In order to create the execution trace file add the -with-trace command line option when launching the pipeline execution. For example:
nextflow run <pipeline> -with-traceThe options are enabled by the ARDaC shell scripts for running the workflows. A trace file created will be of the form trace-*-*.txt
An execution timeline can be produced showing when a process executes and for how long. The ARDaC shell scripts for running the workflow are configured to produce a timeline file named ardac_etl_timeline.html. The following is taken from the Nextflow documentation and describes the timeline chart:
Each bar represents a process run in the pipeline execution. The bar length represents the task duration time (wall-time). The colored area in each bar represents the real execution time. The grey area to the left of the colored area represents the task scheduling wait time. The grey area to the right of the colored area represents the task termination time (clean-up and file un-staging). The numbers on the x-axis represent the time in absolute units e.g. minutes, hours, etc.
Each bar displays two numbers: the task duration time and the virtual memory size peak.

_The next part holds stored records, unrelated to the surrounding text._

PR #2487, opened 2023-11-28
fix: aten.index converter

### LINKED ISSUE #2480: 🐛 [Bug] aten.index converter doesn't work when index is a TRTTensor
##  Bug Description

aten index converter fails for data dependent shape operator. If we try to get the  output shape of aten.index converter, it gives an error message as follows invalidating the INetwork. 

To reproduce, use the https://github.com/pytorch/TensorRT/tree/dyn_2.2 branch as it has the implementation for sym_int converter which is required to run the reproducer.

Error: 
```
gather_layer.get_output(0).shape # Print the output shape of this index converter
[11/21/2023-00:33:07] [TRT] [E] 3: [GATHER]-[aten_ops.index.Tensor]-[__/index_index_gather]: only kINT32 allowed for input 1 to this layer.
(1, 3, 4, 4, 3, 4, 4)
```

## To Reproduce

```py
import torch
import torch_tensorrt

class DDS(torch.nn.Module):
    def __init__(self):
        super().__init__()
        self.relu = torch.nn.ReLU()

    def forward(self, x, mask):
        out = x[mask]
        out = self.relu(out)
        return out

model = DDS().eval().cuda()
x = torch.randn(1, 3, 4, 4).cuda()
y = torch.rand((1, 3, 4, 4), device="cuda") < 0.9

trt_model = torch_tensorrt.compile(model, inputs=[x, y], 
                                    ir="dynamo",
                                    min_block_size=1, 
                                    debug=True)
```

1.
2.
3.

## Environment

 - PyTorch Version (e.g. 1.0):
 - CPU Architecture:
 - OS (e.g., Linux):
 - Python version:
 - CUDA version:

zewenli98:
# Description

See details in the issue below.

Fixes #2480 

## Type of change

# Checklist:

### DIFF
--- a/py/torch_tensorrt/dynamo/conversion/aten_ops_converters.py
+++ b/py/torch_tensorrt/dynamo/conversion/aten_ops_converters.py
@@ -366,7 +366,12 @@ def aten_ops_sigmoid(
 
 def index_dtype_validator(node: Node) -> bool:
     index = node.args[1]
-    return all(ind.meta["val"].dtype == torch.int32 for ind in index if ind is not None)
+    for ind in index:
+        if ind is not None:
+            val = ind.meta.get("val")
+            if val is not None and val.dtype != torch.int32:
+                return False
+    return True
 
 
 @dynamo_tensorrt_converter(
--- a/py/torch_tensorrt/dynamo/conversion/aten_ops_converters.py
+++ b/py/torch_tensorrt/dynamo/conversion/aten_ops_converters.py
@@ -364,7 +364,14 @@ def aten_ops_sigmoid(
     )
 
 
-@dynamo_tensorrt_converter(torch.ops.aten.index.Tensor)
+def index_dtype_validator(node: Node) -> bool:
+    index = node.args[1]
+    return all(ind.meta["val"].dtype == torch.int32 for ind in index if ind is not None)
+
+
+@dynamo_tensorrt_converter(
+    torch.ops.aten.index.Tensor, capability_validator=index_dtype_validator
+)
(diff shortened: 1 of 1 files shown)


apbose (approved):
Looks good!

py/torch_tensorrt/dynamo/conversion/aten_ops_converters.py
```diff
@@ -364,7 +364,14 @@ def aten_ops_sigmoid(
     )
 
 
-@dynamo_tensorrt_converter(torch.ops.aten.index.Tensor)
+def index_dtype_validator(node: Node) -> bool:
+    index = node.args[1]
+    return all(ind.meta["val"].dtype == torch.int32 for ind in index if ind is not None)
```
gs-olive, line 369: Use `get` for dictionary

gs-olive (approved):
It seems that the bug in #2480 is only related to the fact that our `index` converter cannot handle boolean mask indices. The fact that the example has data-dependent shapes does not seem to be the root cause of the initial error.

This is a good temporary fix. Could you also file an issue which specifies that we need to expand `index` support to boolean masks, since this is a valid usage in Torch and we already support something very similar in `aten.where`, we just need to add the functionality here. See the sample case below:
```python
>>> import torch
>>> y = torch.rand(2, 2)
>>> y
tensor([[0.3105, 0.9580],
        [0.4824, 0.0796]])
>>> y[torch.Tensor([[True, True], [False, False]]).bool()]
tensor([0.3105, 0.9580])
```

Issue #2219, opened 2023-08-14
Expose IResizeLayer in dynamo.conversion.impl


narendasan:

bowang007:
`torch.ops.aten.resize.default` is doing something like resizing the data's memory instead of what we expect for resize a image. 
For resizing an input from `[4, 4]` to `[2, 2]`:
```input:  [tensor([[-0.0766,  0.3599, -0.7820,  0.0715],
        [ 0.6648, -0.2868,  1.6206, -1.5967],
        [-0.0517, -0.3060,  0.2485, -0.2226],
        [ 0.9132,  0.2043,  0.5740,  0.4163]])]
trt:  [tensor([[-0.0766,  0.0715],
        [ 0.9132,  0.4163]], device='cuda:0')]
torch:  [tensor([[-0.0766,  0.3599],
        [-0.7820,  0.0715]])]
```

Similarly, if we resize an input from `[4, 4]` to `[8, 8]`, we have: 
```        [ 0.0000e+00,  0.0000e+00,  0.0000e+00,  0.0000e+00,  0.0000e+00,
          0.0000e+00,  0.0000e+00,  0.0000e+00],
```
for filling output. 

TensorRT's IResizeLayer is more likely to be `torch.nn.functional.interpolate`, which emphasize more on interpolating.

peri044:
PR linked : https://github.com/pytorch/TensorRT/pull/2488

PR #2488, opened 2023-11-28
feat: expose IResizeLayer in dynamo.conversion.impl

bowang007:
# Description

#2219 

## Type of change
Expose IResizeLayer in dynamo.conversion.impl

# Checklist:

### DIFF
--- a/py/torch_tensorrt/dynamo/conversion/aten_ops_converters.py
+++ b/py/torch_tensorrt/dynamo/conversion/aten_ops_converters.py
@@ -2463,3 +2463,45 @@ def aten_ops_pad(
         mode=args_bounds_check(args, 2, "constant"),
         value=args_bounds_check(args, 3, None),
     )
+
+
+@dynamo_tensorrt_converter(torch.ops.aten.upsample_nearest2d.vec)
+def upsample_nearest2d(
+    ctx: ConversionContext,
+    target: Target,
+    args: Tuple[Argument, ...],
+    kwargs: Dict[str, Argument],
+    name: str,
+) -> Union[TRTTensor, Sequence[TRTTensor]]:
+    return impl.upsample.upsample(
+        ctx,
+        target,
+        SourceIR.ATEN,
+        name,
+        input=args[0],
+        out_shape=args_bounds_check(args, 1),
+        scale_factors=args_bounds_check(args, 2),
+        resize_mode="nearest",
+        align_corners=False,
+    )
+
+
+@dynamo_tensorrt_converter(torch.ops.aten.upsample_bilinear2d.vec)
+def upsample_bilinear2d(
+    ctx: ConversionContext,
+    target: Target,
+    args: Tuple[Argument, ...],
+    kwargs: Dict[str, Argument],
+    name: str,
+) -> Union[TRTTensor, Sequence[TRTTensor]]:
+    return impl.upsample.upsample(
+        ctx,
+        target,
+        SourceIR.ATEN,
+        name,
+        input=args[0],
+        out_shape=args_bounds_check(args, 1),
+        scale_factors=args_bounds_check(args, 3),
+        resize_mode="bilinear",
+        align_corners=args_bounds_check(args, 2),
+    )
--- a/py/torch_tensorrt/dynamo/conversion/impl/upsample.py
+++ b/py/torch_tensorrt/dynamo/conversion/impl/upsample.py
@@ -1,0 +1,67 @@
+from typing import Optional, Sequence
+
+import tensorrt as trt
+from torch.fx.node import Target
+from torch_tensorrt.dynamo._SourceIR import SourceIR
+from torch_tensorrt.dynamo.conversion._ConversionContext import ConversionContext
+from torch_tensorrt.fx.converters.converter_utils import set_layer_name
+from torch_tensorrt.fx.types import TRTTensor
+
+
+def upsample(
+    ctx: ConversionContext,
+    target: Target,
+    source_ir: Optional[SourceIR],
+    name: str,
+    input: TRTTensor,
+    out_shape: Optional[Sequence[int]],
+    scale_factors: Optional[Sequence[float]],
+    resize_mode: str,
+    align_corners: bool,
+) -> TRTTensor:
+    resize_layer = ctx.net.add_resize(input)
+    # output size calculation
+    # Pytorch assumes that one of out_shape/scale_factor is None
+    # Pytorch assumes that dimensions match for out_shape/scale factor
+    if out_shape is not None:
+        resize_layer.shape = list(input.shape)[:2] + list(out_shape)
+    elif scale_factors is not None:
+        resize_layer.scales = [1.0, 1.0] + list(scale_factors)
+    else:
+        raise RuntimeError(
+            f"At least one of out_shape and scale_factors should be specified."
+        )
+
+    # interpolate mode
+    if resize_mode == "nearest" or None:
+        resize_layer.resize_mode = trt.ResizeMode.NEAREST
+    elif resize_mode == "bilinear":
+        resize_layer.resize_mode = trt.ResizeMode.LINEAR
+        if align_corners is None or not align_corners:
+            raise RuntimeError(
+                f"Interpolation works differently is align_corners is False for {resize_mode} mode in PyTorch and TensorRT."
+            )
+    else:
+        raise RuntimeError(
+            f"Interpolation mode is {resize_mode} which is not supported by TensorRT."
+        )
+
+    if resize_mode == "nearest":
+        resize_layer.coordinate_transformation = (
+            trt.ResizeCoordinateTransformation.ASYMMETRIC
+        )
+    elif resize_mode == "bilinear":
+        # align corners
+        if align_corners is not None and align_corners:
+            resize_layer.coordinate_transformation = (
+                trt.ResizeCoordinateTransformation.ALIGN_CORNERS
+            )
+        else:
+            resize_layer.coordinate_transformation = (
+                trt.ResizeCoordinateTransformation.ASYMMETRIC
+            )
+
+    set_layer_name(resize_layer, target, name, source_ir)
+
+    out = resize_layer.get_output(0)
+    return out
--- a/py/torch_tensorrt/dynamo/conversion/impl/__init__.py
+++ b/py/torch_tensorrt/dynamo/conversion/impl/__init__.py
@@ -28,4 +28,5 @@ from . import (
     topk,
     unary,
     unsqueeze,
+    upsample,
 )
--- a/tests/py/dynamo/conversion/test_upsample.py
+++ b/tests/py/dynamo/conversion/test_upsample.py
@@ -1,0 +1,97 @@
+import torch
+from parameterized import parameterized
+from torch.testing._internal.common_utils import run_tests
+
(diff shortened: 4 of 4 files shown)


py/torch_tensorrt/dynamo/conversion/impl/interpolate.py
```diff
@@ -0,0 +1,60 @@
...
+    align_corners: Optional[bool],
+) -> TRTTensor:
+    resize_layer = ctx.net.add_resize(input)
+    # output size calculation
+    # Pytorch assures that only one of out_shape/scale_factor is not None
+    # Pytorch assures that dimensions match for out_shape/scale factor
+    if out_shape is not None:
+        resize_layer.shape = list(input.shape)[:2] + list(out_shape)
+    else:
+        resize_layer.scales = [1, 1] + list(scale_factor)
```
gs-olive, line 29: Should both branches of the conditional ensure that both `shape` and `scales` are set, or can TRT handle cases where only one is set?

py/torch_tensorrt/dynamo/conversion/impl/interpolate.py
```diff
@@ -0,0 +1,60 @@
...
+
+    # interpolate mode
+    if interpolate_mode == "nearest" or None:
+        resize_layer.resize_mode = trt.ResizeMode.NEAREST
+    elif interpolate_mode == "bilinear" or "linear":
```
gs-olive, line 34: Rewrite as:
```python
elif interpolate_mode in ("bilinear", "linear")
```

py/torch_tensorrt/dynamo/conversion/impl/interpolate.py
```diff
@@ -0,0 +1,60 @@
...
+    # output size calculation
+    # Pytorch assures that only one of out_shape/scale_factor is not None
+    # Pytorch assures that dimensions match for out_shape/scale factor
+    if out_shape is not None:
+        resize_layer.shape = list(input.shape)[:2] + list(out_shape)
+    else:
+        resize_layer.scales = [1, 1] + list(scale_factor)
+
+    # interpolate mode
+    if interpolate_mode == "nearest" or None:
```
gs-olive, line 32: Rewrite as:
```python
if interpolate_mode == "nearest" or interpolate_mode is None
```

py/torch_tensorrt/dynamo/conversion/aten_ops_converters.py
```diff
@@ -2026,3 +2026,24 @@ def aten_ops_addmm(
...
+        ctx,
+        target,
+        SourceIR.ATEN,
+        name,
+        input=args[0],
+        out_shape=kwargs.get("size", 1),
+        scale_factor=kwargs.get("scale_factor", 1),
+        interpolate_mode=kwargs.get("mode", 1),
+        align_corners=kwargs.get("align_corners", 1),
+    )
```
zewenli98, line 2049: The decorator's `key` shoud exactly match what the schema has, which typically is something like `torch.ops.aten.xxxxx`. And the type of arguments should also exactly match with the schema. After the corresponding changes, consider using `args_bounds_check(args, ...)` that takes arguments out of `args` instead of `kwargs`.

tests/py/dynamo/conversion/test_interpolate.py
```diff
@@ -0,0 +1,162 @@
+import torch
+from parameterized import parameterized
+from torch.testing._internal.common_utils import run_tests
+
+from .harness import DispatchTestCase
+
+
+class TestNearestInterpolateConverter(DispatchTestCase):
```
zewenli98, line 8: Consider adding more diverse test cases, like data with different dimensions.

zewenli98 (dismissed):
Our converters come from the [schema](https://github.com/pytorch/pytorch/blob/main/aten/src/ATen/native/native_functions.yaml). The decorator's `key` should be one of the scheme's functions.

py/torch_tensorrt/dynamo/conversion/aten_ops_converters.py
bowang007: from my understanding, when we have some function schema as: 
`
call_function[target=torch.ops.aten.upsample_bilinear2d.vec](args = (%input_1,), kwargs = {output_size: (4, 4), align_corners: True, scale_factors: None})
`
we should use `kwargs` since arguments like `output_size` are in kwargs instead, right?

zewenli98: The reason why `output_size` and so on appeared in `kwargs` is that you passed in arguments in tests by: 
```
return torch.ops.aten.upsample_nearest2d.vec(
    input, output_size=output_shape, scale_factors=None
)
```
If you remove `=`, as you can see we don't use `=` in other tests, they should be in `args`. 

For the underlying reason, let's go back to the schema:
```
func: upsample_bilinear2d.vec(Tensor input, SymInt[]? output_size, bool align_corners, float[]? scale_factors) -> Tensor
```
They should belong to `args`, instead of `kwargs`. 
Only those arguments following `*` are considered as `kwargs`. For example,
```
replication_pad3d.out(Tensor self, SymInt[6] padding, *, Tensor(a!) out) -> Tensor(a!)
```
Based on the schema above, `self` and `padding` should be considered as `args` while `out` should be `kwargs`. The use of `*` in the function signature enforces this syntax.

I encountered this problem before as well, @gs-olive told me **"The current tracer being used by default in testing is a very barebones tracer, so it knows nothing about `aten` ops specifically. It seems that if an argument is specified with `=`, it will consider that a `kwarg`"**

bowang007: cool, thanks!

py/torch_tensorrt/dynamo/conversion/impl/upsample.py
```diff
@@ -0,0 +1,67 @@
...
+        raise RuntimeError(
+            f"At least one of out_shape and scale_factors should be specified."
+        )
+
+    # interpolate mode
+    if resize_mode == "nearest" or None:
+        resize_layer.resize_mode = trt.ResizeMode.NEAREST
+    elif resize_mode == "bilinear":
+        resize_layer.resize_mode = trt.ResizeMode.LINEAR
+        if align_corners is None or align_corners is False:
```
gs-olive, line 40: Switch `align_corners is False` to `not align_corners`

py/torch_tensorrt/dynamo/conversion/impl/upsample.py
```diff
@@ -0,0 +1,67 @@
...
+def upsample(
+    ctx: ConversionContext,
+    target: Target,
+    source_ir: Optional[SourceIR],
+    name: str,
+    input: TRTTensor,
+    out_shape: Optional[Sequence[int]],
+    scale_factors: Optional[Sequence[float]],
+    resize_mode: str,
+    align_corners: Optional[bool],
```
gs-olive, line 20: This argument could be switched to just `bool`, since `None` and `False` seem to have the same meaning in the function

py/torch_tensorrt/dynamo/conversion/impl/upsample.py
```diff
@@ -0,0 +1,67 @@
...
+) -> TRTTensor:
+    resize_layer = ctx.net.add_resize(input)
+    # output size calculation
+    # Pytorch assumes that one of out_shape/scale_factor is None
+    # Pytorch assumes that dimensions match for out_shape/scale factor
+    if out_shape is not None:
+        resize_layer.shape = list(input.shape)[:2] + list(out_shape)
+    elif scale_factors is not None:
+        resize_layer.scales = [1.0, 1.0] + list(scale_factors)
```
gs-olive, line 29: Are these specific to the 2D case? If so, could they be generalized for 1D or 3D as well?

gs-olive (commented):
Added a few suggestions, but overall looks good! Could you also add support for the non-`vec` variants, such as [`upsample_bilinear2d`](https://github.com/pytorch/pytorch/blob/4c5fe66880031f9acee4622e1d085f5ca4a470f6/aten/src/ATen/native/native_functions.yaml#L12368).

py/torch_tensorrt/dynamo/conversion/impl/upsample.py
bowang007: `upsample` or `interpolate` functions in pytorch assumes that the input is an image with (n, c, h, w ...), in other words, the input of these functions should at least be `dim == 3` since the first 2 dimensions are `batchsize` and `channels`.

gs-olive: Understood - thanks for the clarification, that makes sense

py/torch_tensorrt/dynamo/conversion/impl/interpolate.py
bowang007: @gs-olive 
Looks like there are some internal assertions in Pytorch that checks the arguments for `shape` and `scales`. 
So pytorch will throws out an error if none of them is set or both of them are set. 
Since this is a converter so we assumes that the arguments are valid or pytorch will throw out error right? 
Please correct me if I'm wrong, thanks!

py/torch_tensorrt/dynamo/conversion/impl/upsample.py
bowang007: Thanks this makes sense!

py/torch_tensorrt/dynamo/conversion/aten_ops_converters.py
```diff
@@ -2026,3 +2026,45 @@ def aten_ops_addmm(
...
+        name,
+        input=args[0],
+        out_shape=args_bounds_check(args, 1),
+        scale_factors=args_bounds_check(args, 2),
+        resize_mode="nearest",
+        align_corners=None,
+    )
+
+
+@dynamo_tensorrt_converter(torch.ops.aten.upsample_bilinear2d.vec)  # type:ignore[misc]
```
gs-olive, line 2052: The `# type:ignore[misc]` can be removed for these decorators. If linting shows issues with this, adding `--no-verify` to `git commit` will allow you to bypass the issues.

gs-olive (commented):
Looks good overall - added minor comment about `mypy` linting. Also needs a rebase onto the latest `main` to resolve merge conflicts

bowang007:
> @bowang007 - actually, I realized the [`upsample_bilinear2d`](https://github.com/pytorch/pytorch/blob/4c5fe66880031f9acee4622e1d085f5ca4a470f6/aten/src/ATen/native/native_functions.yaml#L12368) op is not in the Core ATen IR set, so it is okay to omit it. That error arises when the decorator specified for the converter is something like `aten.upsample_bilinear2d` instead of `aten.upsample_bilinear2d.default`

In that case, how can we add converter for `aten.upsample_bilinear2d`?

gs-olive:
We can add this converter using the decorator `@torch.ops.aten.upsample_bilinear2d.default` as opposed to `@torch.ops.aten.upsample_bilinear2d`.

bowang007:
> Our converters come from the [schema](https://github.com/pytorch/pytorch/blob/main/aten/src/ATen/native/native_functions.yaml). The decorator's `key` should be one of the scheme's functions.

yeah that makes sense! Thanks!

gs-olive (approved):
Just needs a rebase, then looks good to me

PR #2490, opened 2023-11-28
Exposing select layer

### LINKED ISSUE #2213: Expose ISelectLayer in dynamo.conversion.impl

apbose:
This PR exposes ISelect layer. Fixes #2213. 
Note it does not have test cases since `aten.select` uses TensorRT gather layer. TensorRT select layer is used by `aten.where`. So the functionality will be tested by where test cases.

### DIFF
--- a/py/torch_tensorrt/dynamo/conversion/impl/condition/ops.py
+++ b/py/torch_tensorrt/dynamo/conversion/impl/condition/ops.py
@@ -96,7 +96,7 @@ def where(
                 ctx, target, source_ir, f"{name}_y_expand", y_val, output_shape
             )
 
-    return select(ctx, target, source_ir, name, x_val, y_val, condition)
+    return select(ctx, target, source_ir, name, x_val, y_val, condition_val)
 
 
 def select(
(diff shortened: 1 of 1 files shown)


py/torch_tensorrt/dynamo/conversion/impl/condition/ops.py
```diff
@@ -96,8 +96,18 @@ def where(
...
-    set_layer_name(select_layer, target, f"{name}_select")
 
+def select(
+    ctx: ConversionContext,
+    target: Target,
+    source_ir: Optional[SourceIR],
+    name: str,
+    input: Union[TRTTensor, np.ndarray, torch.Tensor],
+    other: Union[TRTTensor, np.ndarray, torch.Tensor],
+    condition: Union[TRTTensor, np.ndarray, torch.Tensor],
```
gs-olive, line 109: It seems that all three of these would need to be `TRTTensor` since they are all directly fed into the `add_select` function.

gs-olive (commented):
Added a minor comment, otherwise looks good!

gs-olive (approved):
Looks good to me

PR #2504, opened 2023-11-29
feat: support aten.amin dynamo converter

### LINKED ISSUE #2493: `aten.amin`

zewenli98:
# Description

Support `aten.amin` dynamo converter

Fixes #2493 

## Type of change

# Checklist:

### DIFF
--- a/py/torch_tensorrt/dynamo/conversion/aten_ops_converters.py
+++ b/py/torch_tensorrt/dynamo/conversion/aten_ops_converters.py
@@ -956,6 +956,11 @@ def aten_ops_expand(
 
 
 @dynamo_tensorrt_converter(torch.ops.aten.amax.default)
+@enforce_tensor_types(
+    {
+        0: (TRTTensor,),
+    }
+)
 def aten_ops_amax(
     ctx: ConversionContext,
     target: Target,
@@ -975,6 +980,11 @@ def aten_ops_amax(
 
 
 @dynamo_tensorrt_converter(torch.ops.aten.amin.default)
+@enforce_tensor_types(
+    {
+        0: (TRTTensor,),
+    }
+)
 def aten_ops_amin(
     ctx: ConversionContext,
     target: Target,
--- a/py/torch_tensorrt/dynamo/conversion/aten_ops_converters.py
+++ b/py/torch_tensorrt/dynamo/conversion/aten_ops_converters.py
@@ -955,19 +955,7 @@ def aten_ops_expand(
     )
 
 
-def amax_param_validator(amax_node: Node) -> bool:
-    if len(amax_node.args) < 2:
-        _LOGGER.debug(
-            f"At least two args input and dim should be provided, but only got {len(amax_node.args)} args."
-        )
-        return False
-
-    return True
-
-
-@dynamo_tensorrt_converter(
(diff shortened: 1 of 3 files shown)


py/torch_tensorrt/dynamo/conversion/aten_ops_converters.py
```diff
@@ -955,19 +955,7 @@ def aten_ops_expand(
...
 
 
-def amax_param_validator(amax_node: Node) -> bool:
-    if len(amax_node.args) < 2:
-        _LOGGER.debug(
-            f"At least two args input and dim should be provided, but only got {len(amax_node.args)} args."
-        )
-        return False
-
-    return True
```
zewenli98, line 965: According to the [schema](https://github.com/pytorch/pytorch/blob/main/aten/src/ATen/native/native_functions.yaml#L3769), this validator seems not necessary.

py/torch_tensorrt/dynamo/conversion/aten_ops_converters.py
```diff
@@ -986,6 +974,25 @@ def aten_ops_amax(
     )
 
 
+@dynamo_tensorrt_converter(torch.ops.aten.amin.default)
```
gs-olive, line 977: This converter (as well as `amax` above) seem to require `ITensor` for `args[0]`, so the `@enforce_tensor_types` decorator can be added.

py/torch_tensorrt/dynamo/conversion/impl/reduce.py
```diff
@@ -19,15 +19,15 @@ def amax(
     source_ir: Optional[SourceIR],
     name: str,
     input_val: TRTTensor,
-    dim: Union[int, Sequence[int]],
+    dim: Sequence[int] = [],
```
gs-olive, line 22: Minor suggestion/comment - should the `amin` and `amax` converters have any default arguments? It seemed most of the `impl` implementations do not have any default arguments, and instead let the converter in `aten_ops_converters.py` dictate the defaults.

zewenli98: Well, that's a good question. I also thought about it. At first I didn't think too much about it, just letting `aten_ops_converters.py` dictate default arguments, but later, I started to add default arguments that the schema provides in the function definition, because I was thinking maybe some functions need to call basic functions from `impl`. In this case, we can directly use the default arguments if needed. Do you think which one is better? adding default arguments in the function definition in `impl` or not?

apbose: I think the default arg could be included in the `impl` as well because of the point which you mentioned. In that case don't you think we should just keep the case in which the `dim` arg is `None`?

zewenli98: @apbose Thanks for the comment! I know it's kind of unintuitive but based on the [schema](https://github.com/pytorch/pytorch/blob/main/aten/src/ATen/native/native_functions.yaml), the defination of `amin` is:
```
- func: amin(Tensor self, int[1] dim=[], bool keepdim=False) -> Tensor
  variants: function, method
  structured_delegate: amin.out
  tags: core
```
So I think it would be better to keep consistency by using `dim=[]`

gs-olive (approved):
Looks good to me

As each process can spawn many tasks, colors are used to identify those tasks belonging to the same process. To enable the creation of the execution timeline add the -with-timeline command line option when launching the pipeline execution. For example:
nextflow run <pipeline> -with-timeline [file name]The Python scripts perform the mapping from the observational and clinical Data Coordinating Center (DCC) format to the ARDaC CDM node format. The DCC format currently supported by the mappers is set in the _constants.py file in the python/ardac script directory under the parameter __dcc_data_release__. The parameter __mapping_version__ sets the version of the mapping software which implements the mapping for the current DCC release. If the mapping for a particular DCC data release is to be updated, then the mapping version should be increased. If support for a new DCC data release is to be implemented, then the DCC release version should be increased and the mapping version reset to 1.0.0.
The Nextflow workflow script is built for a particular DCC data release. The DCC data release version expected by the Nextflow workflow is set in the nextflow.config file under the params.dcc_release configuration parameter.
The main branch is expected to contain the latest tested mapping implementation for production use. Git tags should be used to indicate which main branch version corresponds to a particular DCC release and mapping version. Development for a new mapping version should occur in the develop branch. Any development of new features should occur in subbranches of the develop branch and merged into the develop branch as they are completed. The develop branch should also be used for integration of multiple new features through merging of the feature branches into develop. Once the develop branch is fully tested, the version parameters can be updated accordingly and the branch merged into main and tagged for production release. This process is detailed in the development.md file in the docs subdirectory.